Let $$α^2 \sin^2 θ-\sin^2 (αθ)=0,$$ where $α≠0$, and $α=a+ib$, $θ∈(0,2π]$.
I want to draw a graph between $\mathrm{Re}\,α$ and $θ$ and a graph between $\mathrm{Im}\,α$ and $θ$. The real part of $α$ is between the interval $(0, 3)$.
Any help or hint to write the Matlab program. Thanks in advance.
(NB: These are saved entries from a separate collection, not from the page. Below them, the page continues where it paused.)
PR #1817, opened 2023-10-30
Release aws-ebs-csi-driver v1.23.2

AndrewSirenko:
Release

Release aws-ebs-csi-driver v1.23.2

**What testing is done?** 
`make verify`


charts/aws-ebs-csi-driver/CHANGELOG.md
```diff
@@ -1,4 +1,6 @@
 # Helm chart
+## v2.23.2
+* Bump driver version to `v1.23.2`
```
ConnorJC3, line 3: Should probably also include sidecar bumps?

PR #1820, opened 2023-10-31
bug hunting part 1

torredil:

**What testing is done?**


AndrewSirenko (approved):

AndrewSirenko:
Would appreciate a small PR description on these, such as labeling bug fix and a few words as to why. Or a more meaningful PR name.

You can use the fact that: $$\sin(a+ib)=\sin a\cosh b+i\cos a\sinh b$$ So that: $$\sin^2(a+ib)=\sin^2 a\cosh^2 b - \cos^2 a\sinh^2 b +\frac{i}{2}\sin (2a)\sinh (2b)$$ And: $$\alpha^2\sin^2\theta−\sin^2(\alpha\theta)=$$ $$(a^2-b^2+2abi)\sin^2\theta−\sin^2(\alpha\theta)=$$ $$(a^2-b^2+2abi)\sin^2\theta−\sin^2 (a\theta)\cosh^2 (b\theta) + \cos^2 (a\theta)\sinh^2 (\theta b) -\frac{i}{2}\sin (2a\theta)\sinh (2b\theta)=0$$ You want to plot $a$ or $b$ vs. $\theta$. to that end, compare the real and imaginary parts to get: $$2ab\sin^2\theta=\frac{1}{2}\sin (2a\theta)\sinh (2b\theta)$$ $$(a^2-b^2)\sin^2\theta−\sin^2 (a\theta)\cosh^2 (b\theta) + \cos^2 (a\theta)\sinh^2 (\theta b)=0$$
These two equations are rather intractable, so really the only thing you can do is loop over $\theta$, and for each value solve these two equations for $a,b$ numerically. The fact that there is more than one solution per $\theta$ makes this a very tough problem, as numerical solvers that use gradient descent like methods will only converge to one of the many possible solutions.